PR #577, opened 2023-11-12
fix(conductor, relayer): use sequencer chain id for sequencer blobs

joroshiba:
## Summary
Updates `sequencer-relayer` and `conductor` to use the attached sequencer nodes `chain-id` for  blob namespace.

## Background
We were using a constant for the namespace, which would mean when reading from a production network that sequencer blobs might need to be filtered further based on chain-id, accessing and filtering data without any savings for cost to submit (still would be seperate relayers). This makes it such that our various chains through regenesis and all won't have to do this filtering

## Changes
- Sequencer-relayer sequencer blob namespace derived from sequencer block chain ID on header
- Conductor grabs chain id at startup from a block on rpc sequencer.
- Removed the default namespace

## Testing
CI/CD + manual testing in dev-cluster

## Breaking Changelist
- Posted data blobs to celestia will not match from previous releases.

### DIFF
--- a/crates/astria-celestia-client/src/client.rs
+++ b/crates/astria-celestia-client/src/client.rs
@@ -164,13 +164,12 @@ pub trait CelestiaClientExt: BlobClient {
 
         let mut all_blobs = Vec::with_capacity(num_expected_blobs);
         for (i, block) in blocks.into_iter().enumerate() {
-            let mut blobs =
-                assemble_blobs_from_sequencer_block_data(block).map_err(|source| {
-                    SubmitSequencerBlocksError::AssembleBlobs {
-                        source,
-                        index: i,
-                    }
-                })?;
+            let mut blobs = assemble_blobs_from_sequencer_block_data(block).map_err(|source| {
+                SubmitSequencerBlocksError::AssembleBlobs {
+                    source,
+                    index: i,
+                }
+            })?;
             all_blobs.append(&mut blobs);
         }
 
@@ -258,7 +257,8 @@ fn assemble_blobs_from_sequencer_block_data(
         chain_ids.push(chain_id);
     }
 
-    let sequencer_namespace = celestia_namespace_v0_from_hashed_bytes(header.chain_id.clone().as_bytes());
+    let sequencer_namespace =
+        celestia_namespace_v0_from_hashed_bytes(header.chain_id.clone().as_bytes());
     let sequencer_namespace_data = SequencerNamespaceData {
         block_hash,
         header,
@@ -275,7 +275,8 @@ fn assemble_blobs_from_sequencer_block_data(
     );
 
     blobs.push(
-        Blob::new(sequencer_namespace, data).map_err(BlobAssemblyError::ConstructBlobFromSequencerData)?,
+        Blob::new(sequencer_namespace, data)
+            .map_err(BlobAssemblyError::ConstructBlobFromSequencerData)?,
     );
     Ok(blobs)
 }
--- a/crates/astria-celestia-client/src/client.rs
+++ b/crates/astria-celestia-client/src/client.rs
@@ -151,7 +151,6 @@ pub trait CelestiaClientExt: BlobClient {
     /// This calls the `blob.Submit` celestia-node RPC.
     async fn submit_sequencer_blocks(
         &self,
-        namespace: Namespace,
         blocks: Vec<SequencerBlockData>,
         submit_options: SubmitOptions,
     ) -> Result<u64, SubmitSequencerBlocksError> {
@@ -166,7 +165,7 @@ pub trait CelestiaClientExt: BlobClient {
         let mut all_blobs = Vec::with_capacity(num_expected_blobs);
         for (i, block) in blocks.into_iter().enumerate() {
             let mut blobs =
-                assemble_blobs_from_sequencer_block_data(namespace, block).map_err(|source| {
+                assemble_blobs_from_sequencer_block_data(block).map_err(|source| {
                     SubmitSequencerBlocksError::AssembleBlobs {
                         source,
                         index: i,
@@ -206,7 +205,6 @@ pub enum BlobAssemblyError {
 }
 
 fn assemble_blobs_from_sequencer_block_data(
-    namespace: Namespace,
     block_data: SequencerBlockData,
 ) -> Result<Vec<Blob>, BlobAssemblyError> {
     use sequencer_validation::{
@@ -260,6 +258,7 @@ fn assemble_blobs_from_sequencer_block_data(
         chain_ids.push(chain_id);
     }
 
+    let sequencer_namespace = celestia_namespace_v0_from_hashed_bytes(header.chain_id.clone().as_bytes());
     let sequencer_namespace_data = SequencerNamespaceData {
         block_hash,
         header,
@@ -276,7 +275,7 @@ fn assemble_blobs_from_sequencer_block_data(
     );
 
     blobs.push(
-        Blob::new(namespace, data).map_err(BlobAssemblyError::ConstructBlobFromSequencerData)?,
+        Blob::new(sequencer_namespace, data).map_err(BlobAssemblyError::ConstructBlobFromSequencerData)?,
     );
     Ok(blobs)
 }
--- a/crates/astria-celestia-client/src/client.rs
+++ b/crates/astria-celestia-client/src/client.rs
@@ -146,7 +146,8 @@ pub trait CelestiaClientExt: BlobClient {
     }
 
     /// Submits sequencer `blocks` to celestia after converting and signing them, returning the
-    /// height at which they were included.
+    /// height at which they were included. Sequencer data for each block will be posted to a
+    /// namespace derived from the block's chain ID.
     ///
     /// This calls the `blob.Submit` celestia-node RPC.
     async fn submit_sequencer_blocks(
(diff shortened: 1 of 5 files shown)


crates/astria-celestia-client/src/client.rs
```diff
@@ -260,6 +257,8 @@ fn assemble_blobs_from_sequencer_block_data(
         chain_ids.push(chain_id);
     }
 
+    let sequencer_namespace =
+        celestia_namespace_v0_from_hashed_bytes(header.chain_id.clone().as_bytes());
```
noot, line 261: should this be Namespace::const_v0 - i think from_hashed_bytes are for if the input is already hashed?

noot (approved):

crates/astria-conductor/src/conductor.rs
```diff
@@ -152,13 +155,31 @@ impl Conductor {
             let (shutdown_tx, shutdown_rx) = oneshot::channel();
             shutdown_channels.insert(Self::DATA_AVAILABILITY, shutdown_tx);
             let block_verifier = BlockVerifier::new(sequencer_client_pool.clone());
+            let sequencer_namespace = {
+                use sequencer_client::SequencerClientExt as _;
+
+                let client = sequencer_client_pool.get().await?;
```
SuperFluffy, line 161: Please add error context here.

crates/astria-conductor/src/conductor.rs
```diff
@@ -152,13 +155,31 @@ impl Conductor {
...
+                let chain_id = client
+                    .latest_sequencer_block()
+                    .await?
```
SuperFluffy, line 164: Please add error context here.

crates/astria-conductor/src/conductor.rs
```diff
@@ -152,13 +155,31 @@ impl Conductor {
...
+                    .header()
+                    .chain_id
+                    .clone();
```
SuperFluffy, line 167: No need to clone. This field access is moving out of the `Header` struct.

crates/astria-conductor/src/conductor.rs
```diff
@@ -152,13 +155,31 @@ impl Conductor {
             let (shutdown_tx, shutdown_rx) = oneshot::channel();
             shutdown_channels.insert(Self::DATA_AVAILABILITY, shutdown_tx);
             let block_verifier = BlockVerifier::new(sequencer_client_pool.clone());
+            let sequencer_namespace = {
```
SuperFluffy, line 158: I believe this is problematic if `execution_commit_level == FirmOnly` (or whatever the variant is). You might not have a sequencer on the other side, but this code would still run.

The only way to fix this IMO is to not couple conductor-bringup with sequencer and instead set it through conductor's config file.

Then instead when firing up the sequencer reader you can hit the endpoint and verify that the configured sequencer namespace matches the remote one.

But that only works in cases where `! firm_only`

crates/astria-conductor/src/conductor.rs
```diff
@@ -152,13 +155,31 @@ impl Conductor {
...
+                use sequencer_client::SequencerClientExt as _;
+
+                let client = sequencer_client_pool.get().await?;
+                let chain_id = client
+                    .latest_sequencer_block()
```
SuperFluffy, line 163: This should have a retry IMO.

Note that this comment is obsolete if you follow my comment re sequencer being absent in firm-only setups.

crates/astria-conductor/src/data_availability.rs
```diff
@@ -116,22 +117,27 @@ pub(crate) struct Reader {
     shutdown: oneshot::Receiver<()>,
 }
 
+pub(crate) struct CelestiaReaderConfig {
```
SuperFluffy, line 120: I guess this is to work around clippy's "function has too many arguments" lint?

crates/astria-celestia-client/src/client.rs
```diff
@@ -151,7 +151,6 @@ pub trait CelestiaClientExt: BlobClient {
     /// This calls the `blob.Submit` celestia-node RPC.
     async fn submit_sequencer_blocks(
         &self,
-        namespace: Namespace,
```
SuperFluffy, line 154: I am not sure I like that the namespace is becoming an implicit function of the `blocks` sequence.

While I follow the thought process (coupling cometbft chain ID to namespace), it's now difficult to understand where the sequencer blocks will end up.

I prefer to make the namespace explicit and not couple so tightly to cometbft

crates/astria-sequencer-relayer/src/relayer.rs
```diff
@@ -479,9 +478,9 @@ async fn submit_blocks_to_celestia(
         num_blocks = sequencer_block_data.len(),
         "submitting collected sequencer blocks to data availability layer",
     );
+
     let height = client
         .submit_sequencer_blocks(
-            SEQUENCER_NAMESPACE,
```
SuperFluffy, line 484: This made me pause and think about the changes in the client. In principle this enables a relayer to relay blocks from multiple sequencers. This shouldn't happen because a sequencer should not willy-nilly change its chain ID, but I am not sure I am happy with making this a runtime feature.

SuperFluffy (changes requested):
Requesting changes because I see 2 open questions:

1. ~~I think the requirement that sequencer be present has issues if conductor is set to process firm-only blocks~~
2. I believe the sequencer namespace that relayer submits should be explicit and not derived from the cometbft chain IDs.

The latter is a pretty drastic change to the celestia-client abstraction that I'd like to discuss further before doing it.

joroshiba:
To the first point: nope we need to access the sequencer to verify blocks from DA already. 

To the second, this was the discussion on slack. The chain ID is fixed for any given blockchain. If the chain changes it's a different blockchain. So this ensures that dusk-1 has data stored in a different namespace than dusk-2. The chain ID is a part of the genesis that defines the chain so it's programmatic, but should never change for the same sequencing chain.

crates/astria-conductor/src/conductor.rs
SuperFluffy: Resolved: even in `firm-only` conductor needs access to sequencer.

SuperFluffy:
Resolved my requests offline:

1. conductor always needs access to sequencer to verify blocks, so it needs to derive the namespace from sequencer no matter what
2. we do want to strongly couple cometbft chain-IDs to celestia namespaces. In that case the extra argument to `submit_sequencer_blocks` is redundant as the namespace is directly determined from a field in each block.

For 1., please report the chain ID and eventual namespace that conductor will filter on. It seems like celestia likes base64 for this (according to their serialization logic here: https://github.com/eigerco/celestia-node-rs/blob/ee630f2b5303a5d930ea4228c38ecf12b7b5db59/types/src/nmt.rs#L144C6-L144C6). You can use `base64::display` to avoid extra allocations from here (we already have a workspace-level import):
https://docs.rs/base64/latest/base64/display/index.html

For 2 please add a doc comment on `submit_sequencer_blocks` explaining to users where the namespace is derived from.

crates/astria-celestia-client/src/client.rs
joroshiba: Discussed seperately offline. We want this tie, writing it somehwere different than specified by the block would be wrong. Adding logging + comments to address concerns over clarity.

crates/astria-celestia-client/src/client.rs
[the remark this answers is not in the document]
joroshiba: 1. fixed
2. to clarify, pointing out the problem that sha256 solves for us here right? 
3. Yes we do want to couple these

sambukowski (approved):

crates/astria-celestia-client/src/client.rs
```diff
@@ -146,12 +146,12 @@ pub trait CelestiaClientExt: BlobClient {
     }
 
     /// Submits sequencer `blocks` to celestia after converting and signing them, returning the
-    /// height at which they were included.
+    /// height at which they were included. Sequencer data for each block will be posted to a
```
SuperFluffy, line 149: For doc comments try to have a short summary on the first line followed by a space, and then more text like:
```rust
/// Summary of what the function is supposed to do
///
/// More information about the function, interesting background stories,
/// where the function has been, early life, career progression, family related
/// trivia.
```
(the original title was already too long actually)

crates/astria-conductor/src/conductor.rs
```diff
@@ -152,13 +159,42 @@ impl Conductor {
...
+            // Sequencer namespace is defined by the chain id of attached sequencer node
+            // which can be fetched from any block header.
+            let sequencer_namespace = {
+                use sequencer_client::SequencerClientExt as _;
+
+                let client = sequencer_client_pool
+                    .get()
+                    .await
+                    .wrap_err("failed to get a sequencer client from the pool")?;
+                let block = tryhard::retry_fn(|| client.latest_sequencer_block())
```
SuperFluffy, line 172: This has 10 retries but no backoff strategy. Is that intentional? This basically turns this into 10 requests that get fired off immediately one after the other.

crates/astria-conductor/src/data_availability.rs
```diff
@@ -100,6 +99,8 @@ pub(crate) struct Reader {
 
     block_verifier: BlockVerifier,
 
+    /// Sequencer Namespace ID
+    sequencer_namespace: Namespace,
     /// Namespace ID
     namespace: Namespace,
```
SuperFluffy, line 105: We should probably call this `rollup_namespace` now.

SuperFluffy (approved):
Looks good, thank you for addressing this.

crates/astria-conductor/src/conductor.rs
joroshiba: Changed to exponential.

* TASK INSTRUCTIONS: In the listing above, how many lines hold the word "needs"? Please state the number alone.

* EXERCISE SOLUTION: 2